Guided by these overarching principles, the Arbitrator painstakingly reviewed the facts of the case, the evidence presented by the parties, and the testimony of the witnesses. He considered the limited scope of the notice provided by the company, together with testimony that underground workers "commonly seek and will very readily accept surface assignments when the same are made known and offered to them."
In reaching his conclusion, the Arbitrator analyzed the competing precedent defining the relevant common law of the shop, made factual findings regarding the grieved actions, and concluded that the Company had violated the CBA because there was inadequate evidence that the entire force of "regular Employees" was not "reasonably available" to perform the work. (Dkt. No. 1-1 at 21-22).
Ultimately, the Company asks the Court to review and reject the Arbitrator's factual findings. This the Court will not do. The Supreme Court of the United States has specifically admonished any court from such judicial interference in arbitrators' factual findings, and the facts of this case hardly give rise to an occasion to circumvent that edict.
The Company finally contends that the Award fails to consider the "legal requirements which must be met for employees to perform work at a coal mine." (Dkt. No. 17-1 at 17). In support of its contention, the Company cites 30 C.F.R. §§ 48.25-27, which generally outline certain training requirements for miners. This argument lacks merit.
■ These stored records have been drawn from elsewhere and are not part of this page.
PR #1807, opened 2023-09-12
Update robots.md for better instructions to delete robot

sguequierre:
Was confused on how to delete a robot myself from the instructions from AI chatbot and App UI, think this rephrase could be an improvement

### DIFF
--- a/docs/manage/fleet/robots.md
+++ b/docs/manage/fleet/robots.md
@@ -111,6 +111,6 @@ Click on the **Generate Key** button to generate a new key.
 
 ## Delete a robot
 
-You can delete a robot by navigating to its **Config** page in [the Viam app](https://app.viam.com) and selecting **Sure?** and **Delete robot** in the lower left corner of the page.
+You can delete a robot by navigating to its page in [the Viam app](https://app.viam.com) and selecting **Sure?** and **Delete robot** in the lower left corner of the page.
 
 {{< imgproc alt="The DELETE ROBOT button and the confirmation checkbox (Sure?) next to it." src="/manage/app-usage/delete.png" resize="300x" >}}
--- a/docs/manage/fleet/robots.md
+++ b/docs/manage/fleet/robots.md
@@ -111,6 +111,6 @@ Click on the **Generate Key** button to generate a new key.
 
 ## Delete a robot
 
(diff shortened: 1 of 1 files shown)


docs/manage/fleet/robots.md
```diff
@@ -111,6 +111,6 @@ Click on the **Generate Key** button to generate a new key.
 
 ## Delete a robot
 
-You can delete a robot by checking the **Sure?** box in the lower left of the robot page and clicking **Delete robot**.
+You can delete a robot by navigating to its **Config** page in [the Viam app](https://app.viam.com) and selecting **Sure?** and **Delete robot** in the lower left corner of the page.
```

To begin, there is no indication that the regulations cited by the Company had any bearing on whether there would have been union workers available to perform the skip rope changes had they been adequately notified. The first regulation, 30 C.F.R. § 48.25, covers training that all miners receive prior to starting work at a mine. Presumably, the Company does not argue that it failed to fulfill this regulation with every miner it employed — before they began working at the mine.
The next regulation, 30 C.F.R. § 48.26, applies to "experienced miners" who are: "(1) Newly employed by the operator; (2) Transferred to the mine; (3) Experienced surface miners transferred from underground to surface; or (4) Returning to the mine after an absence of more than 12 months." Again, the Company is presumably not arguing that any such experienced miners working at the mine during the relevant time periods were not then trained because "[e]xperienced miners must complete the training prescribed in this section
Finally, 30 C.F.R. § 48.27 appears to apply only to "[m]iners assigned to new work tasks as mobile equipment operators, drilling machine operators, haulage and conveyor systems operators, ground control machine operators, AMS operators, and those in blasting operations," none of which was the type of work at issue here.
Further undermining the Company's argument was the testimony by multiple mine personnel that the skip ropes changes were often performed by workers without any specialized training.
Although it is true that courts should refuse to enforce arbitration awards that interpret contract language in such a way that "would violate `some explicit public policy,'" this is not such a case.